The Question
The problem is from "Methods of Modern Mathematical Physics", Volume I, and it's closely related to the Hahn-Banach theorem. It asks to prove the following:
Corollary 3. Let Z be a subspace of a normed linear space X and suppose that y is an element of X whose distance from Z is d. Then there exists a $\Lambda\in X^*$ so that $||\Lambda||\le1$, $\Lambda(y)=d$, and $\Lambda(z)=0$ for all $z\in Z$.
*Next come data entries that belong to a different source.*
PR #1018, opened 2023-10-30
Trim some jobs from PR workflows to reduce runner usage.

aarongreig:
Moving the adapter code into this repo has brought a lot more PR traffic and as a result we are starving other projects in oneapi-src of github runners. This change reduces the number of jobs run per-pr from 47 to 37, which in turn reduces the number of runners used and should improve the runner situation for the other projects.

### DIFF
--- a/CMakeLists.txt
+++ b/CMakeLists.txt
@@ -43,6 +43,8 @@ option(UR_BUILD_EXAMPLE_CODEGEN "Build the codegen example." OFF)
 option(VAL_USE_LIBBACKTRACE_BACKTRACE "enable libbacktrace validation backtrace for linux" OFF)
 option(UR_ENABLE_ASSERTIONS "Enable assertions for all build types" OFF)
 
+include(Assertions)
+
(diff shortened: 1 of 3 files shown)


CMakeLists.txt
```diff
@@ -77,6 +78,32 @@ if(NOT MSVC)
     endif()
 endif()
 
+# This is copied wholesale from the implementation of LLVM_ENABLE_ASSERTIONS
```
aarongreig, line 81: does this need some kind of extra copyright statement or something? I'm not *not* going to steal this, it's a nice known good implementation that does exactly what we need

kbenzie: Probably, it would be easier to put this in a separate file e.g. `cmake/Assertions.cmake` and add a separate license notice in that file, then include it here.

aarongreig: I've done that, hopefully its sufficient

kbenzie: Looks good, could also add a permalink to the line in the file where the code came from in the license comment to clarify of source.

kbenzie (approved):
LGTM

PR #1021, opened 2023-10-31
[CUDA][HIP] Move adapter specific testing out of CTS

kbenzie:
This patch moves the `test-adapter-cuda` and `test-adapter-hip` test suites out of the `test/conformance` directory. The goal of this move is to ensure that all adapters will be tested with the same set and number of conformance tests, making conformance pass rates directly comparable between adapters. Up to now the CUDA and HIP adapters have included
additional unit tests of internals which skews pass rates.


aarongreig (approved):

test/adapters/CMakeLists.txt
```diff
@@ -0,0 +1,46 @@
...
+    target_link_libraries(${target} PRIVATE
+        ${PROJECT_NAME}::loader
+        ${PROJECT_NAME}::headers
+        ${PROJECT_NAME}::testing
+        ${PROJECT_NAME}::common
+        GTest::gtest)
+
+    add_test(NAME ${target} COMMAND $<TARGET_FILE:${target}>)
+    set_tests_properties(${target} PROPERTIES
+        LABELS "adapter:${name}"
```
pbalcer, line 36: With this change the adapter tests no longer run in CI. I think this needs to be `LABELS "adapter;${name}"`.
Also, this removes the match file machinery from these tests, but it appears it was never necessary for these particular tests (or I can't find the corresponding match files).

kbenzie: > With this change the adapter tests no longer run in CI. I think this needs to be LABELS "adapter;${name}".

Good spot, I'll fix this.

> Also, this removes the match file machinery from these tests, but it appears it was never necessary for these particular tests (or I can't find the corresponding match files).

These should aways pass and since they are adapter specific by nature we don't need the ability to run them against different adapters with different match files. We can also lean on GTest's facilities for skipping tests if necessary but so far its not.

kbenzie: `ctest -L "adapter"` was matching too many tests so I changed this label to `adapter-specific` and added the *Test adapter specific* step to the workflow.

pbalcer (approved):

PR #1025, opened 2023-11-01
Add UR_ENABLE_ASSERTIONS flag for enabling asserts on all build types.

aarongreig:


kbenzie (approved):

pbalcer (approved):

cmake/Assertions.cmake
```diff
@@ -0,0 +1,30 @@
...
+# https://github.com/llvm/llvm-project/blob/6be0e979896f7dd610abf263f845c532f1be3762/llvm/cmake/modules/HandleLLVMOptions.cmake#L89
+if(UR_ENABLE_ASSERTIONS)
+  # MSVC doesn't like _DEBUG on release builds
+  if( NOT MSVC )
+    add_compile_definitions(_DEBUG)
+  endif()
+  # On non-Debug builds cmake automatically defines NDEBUG, so we
+  # explicitly undefine it:
+  if( NOT uppercase_CMAKE_BUILD_TYPE STREQUAL "DEBUG" )
+    add_compile_options($<$<OR:$<COMPILE_LANGUAGE:C>,$<COMPILE_LANGUAGE:CXX>>:-UNDEBUG>)
```
pbalcer, line 15: `target_compile_options?`
I know this is off by default, but could enabling this option affect projects that use FetchContent with UR? We added [wrappers](https://github.com/oneapi-src/unified-runtime/blob/main/cmake/helpers.cmake#L117) to avoid operating on global CMake variables.

kbenzie: > I know this is off by default, but could enabling this option affect projects that use FetchContent with UR? 

Would this be projects that `FetchContent` UR intel/llvm or projects that UR itself calls `FetchContent`?

I think because CMake handles assertions globally the old way in the `CMAKE_{C,CXX}_FLAGS` specifying `-UDEBUG` globally as well feels necessary, espeically on platforms like Windows which really dislike linking objects compiler with/without assertions.

pbalcer: > Would this be projects that `FetchContent` UR intel/llvm or projects that UR itself calls `FetchContent`?

I was thinking mostly about the former.

> I think because CMake handles assertions globally the old way in the CMAKE_{C,CXX}_FLAGS specifying -UDEBUG globally as well feels necessary, espeically on platforms like Windows which really dislike linking objects compiler with/without assertions.

Sure, makes sense. I'm not really that concerned since this is mostly a dev option. Just curious. Thanks.

PR #1026, opened 2023-11-01
[CTS] Add UR_SYCL_LIBRARY_DIR CMake variable

kbenzie:
The CTS is already dependant on the DPC++ compiler to generate programs inputs for the program, kernel, and enqueue test suites specified via the `UR_DPCXX` CMake variable. If the DPC++ compiler is not installed on the system the executables it outputs will likely fail to find the SYCL runtime library when executed, breaking the generation of CTS program inputs. The patch introduces the `UR_SYCL_LIBRARY_DIR` CMake variable enabling the user to specify the path to the SYCL runtime library for use when generating CTS program inputs.


pbalcer (approved):
Might be useful to also update the CI workflow:
https://github.com/oneapi-src/unified-runtime/blob/adapters/.github/workflows/cmake.yml#L203

README.md
```diff
@@ -133,6 +133,8 @@ List of options provided by CMake:
 | UR_BUILD_ADAPTER_HIP    | Fetch and use hip adapter from SYCL                    | ON/OFF     | OFF     |
 | UR_HIP_PLATFORM         | Build hip adapter for AMD or NVIDIA platform           | AMD/NVIDIA | AMD     |
 | UR_ENABLE_COMGR         | Enable comgr lib usage           | AMD/NVIDIA | AMD     |
+| UR_DPCXX | Path of the DPC++ compiler executable | File path | `""` |
+| UR_SYCL_LIBRARY_DIR | Path of the SYCL runtime library directory | Directory path | `""` |
```
callumfare, line 137: Could be worth mentioning that these env vars are used for the conformance tests, someone not familiar with the project  seeing these might assume that UR has a dependency on DPC++

callumfare (approved):

README.md
kbenzie: They're CMake varaibles but yes, worth a mention.

kbenzie: Fixed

To me this theorem seems like a sort of a normed space version of the Banach separation theorem for locally convex spaces. A proof of the latter can be found easily, but I couldn't make a connection between that argument and my problem. I gave it a go on my own, but I couldn't find a definitive proof.
My Understanding
Here is what I've come up with:
Let $Y$ be the subspace generated by $y$. We can define a bounded functional $\lambda:Y\longrightarrow\mathbb{C}$ by
\begin{equation}
\lambda(\alpha y) = \alpha d, \quad \forall\alpha\in\mathbb{C}.
\end{equation}
The Hahn-Banach theorem ensures there is a bounded linear functional $\Lambda$ defined on all $X$ which extends $\lambda$ and such that $||\Lambda||_{X^*}=||\lambda||_{Y^*}$ (Corollary 1 of Theorem III.6 in Reed-Simon).
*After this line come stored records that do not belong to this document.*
PR #6307, opened 2018-04-20
FDS Source: Reduce error for HVAC node temperatures, fix node tempera…

drjfloyd:
…ture update for downstream vent nodes


bmralph:
Excited to test this out. I think this may be causing some problems in a
few of my test cases...

mcgratta:
Any reason why this is not being merged?

drjfloyd:
Just forgot to click merge.

PR #6315, opened 2018-04-23
FDS tech guide: add extra explaination

bmralph:
Added extra definition of particle diameter D (2r), following confusion from a student.


mcgratta:
Thanks, K

PR #6317, opened 2018-04-23
FDS Source: All STRATIFICATION and CONSTANT_CP

mcgratta:


rmcdermo:
Kevin,
On a PR like this, please give some explanation for why you are making this change.  Thanks.

mcgratta:
For some simple compartment validation sets involving HVAC, like the `LLNL_ENCLOSURE` , the pressure stratification does matter. The error associated with the equation of state is much smaller than the error associated with the assumption of diatomic molecules. Running the validation cases will demonstrate this.

PR #6325, opened 2018-04-24
Add verification case for Frankman, Combust. Sci and Tech, 2010 on Fi…

tmilac:
…ne Fuel Heating by Radiant Flux

As described, FDS does not accurately reproduce this case because of the way it handles the calculation of the convective cooling coefficient.  FDS should probably be extended to allow for a more flexible handling of this coefficient, minimally so as to be able to choose natural convection only. We can submit code that does the latter and closely reproduces the Frankman results.

The cases could not be run simultaneously because of the large variation of radiant panel emissivity reported.

### DIFF
--- a/Manuals/Bibliography/FDS_general.bib
+++ b/Manuals/Bibliography/FDS_general.bib
@@ -1531,6 +1531,15 @@
   publisher    = {Cambridge Univ Pr},
 }
 
+@ARTICLE{Frankman:2010,
+  author       = {Frankman, D. and Webb, B. W. and Butler, B. W. and Latham, D. J.},
+  title        = {{Fine fuel heatin g by radiant flux}},
+  journal      = {Combust. Sci. and Tech.},
+  volume       = 182,
+  pages        = {215--230},
+  year         = 2010
+}
+
 @TECHREPORT{Friday:1,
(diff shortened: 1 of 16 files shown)


mcgratta:
Tom, send me the compiled pages from the Verification Guide. Thanks

rmcdermo:
Does the Rayleigh model work for this?
```
&SURF ..., HEAT_TRANSFER_MODEL = 'RAYLEIGH'/
```
This is what we are likely moving toward for convective heat transfer.

mcgratta:
These input files are very complicated, and it is difficult to know if the problem lies with the convective heat transfer coefficient. I just created this input file (copy to frankman.fds): 
[frankman.txt](https://github.com/firemodels/fds/files/1948600/frankman.txt)
I make very simple assumptions about the vegetation. Here are the results:
[frankman.pdf](https://github.com/firemodels/fds/files/1948604/frankman.pdf)
This case runs in a few seconds. I have not had the chance to do grid sensitivity, etc. 

I'd like to rethink where this ought to go. Now that I am more familiar with it, it really does fall in the category of validation. But before setting up plots, play with the file a bit. Make sure the results are not just a fluke.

However, there are two difficulties: for starters, I can't convince myself that $||\lambda||_{Y^*}\le1$: in fact
\begin{equation}
\frac{|\lambda(\alpha y)|}{||\alpha y||} = \frac{|\alpha|\cdot|\lambda(y)|}{|\alpha|\cdot||y||} = \frac{d}{||y||} \le \frac{||y-z||}{||y||} \le \frac{||y||+||z||}{||y||} = 1 + \frac{||z||}{||y||},
\end{equation}
where $z\in Z$. More importantly, I can't find a reason why $\Lambda$ should vanish on $Z$.
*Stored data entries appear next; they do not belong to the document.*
PR #6364, opened 2018-05-02
FDS Validation Guide: Fix Cup Burner write up, adjust front matter

mcgratta:


mcgratta:
Jason, whatever editor you are using to edit the FDS manuals turns "fl" into some kind of weird character. It appears to be a non-recognized single character. Make sure you use a simple text editor or TeX specific editor.

drjfloyd:
Was the fl in the table? I am scanning the changes you made on github  trying
to see where this happened.

Generally I use a Tex specific editor.  For the table of cup burner data, I
built that using my Excel workbook of the experimental data using
CONCATENATE and then pasted it into the tex editor.

mcgratta:
It was in the text part. The word "flame" became &*^%ame. coflow because co&&^&%ow. When I deleted the fl, it deleted as a single character. It is probably the remnant of a special character that sets fl as a single special joined character.
[FDS_Validation_Guide 71.pdf](https://github.com/firemodels/fds/files/1968189/FDS_Validation_Guide.71.pdf)

drjfloyd:
I am not sure how that happened. I just tried typing fl into the editor I
use and it stayed as two characters when saving and reopening.

mcgratta:
It does not appear in the current release version of the Guide. Just one of those things.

For completeness, here is the statement of the theorem I used:
Corollary 1. Let X be a normed linear space, Y a subspace of X, and $\lambda$ an element of $Y^*$. Then there exists a $\Lambda\in X^*$ extending $\lambda$ and satisfying $||\Lambda||_{X^*}=||\lambda||_{Y^*}$.
Best Answer
Instead, try the following: consider the subspace $E= Z+ Y$, and define $\lambda:E\to \Bbb{C}$ by $\lambda(z+ty)=td$. So, by construction, $\lambda$ vanishes on $Z$. Now, verify $\lambda$ is bounded by $1$ on $E$ and use Hahn-Banach to extend $\lambda$ to $X$. In fact, if $Z$ is closed and $y\notin Z$ then then you can even ensure the extension has norm exactly $1$.